PR #77, opened 2026-04-17
chore: remove upload_models (closes #67)

### LINKED ISSUE #67: `upload_models.py` is package-internal but only invoked via a Columbia-cluster SLURM wrapper

mmcdermott:
## Summary

Removes the Columbia-cluster GCS upload tooling that shipped inside the installable package. Per the refactor discussion on #54, cluster-specific operator tooling should live outside the package.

**WHAT THE TASK REQUIRES**
In how many lines of the material does the string "Columbia" appear? Reply with the number only.

**EXERCISE SOLUTION**
2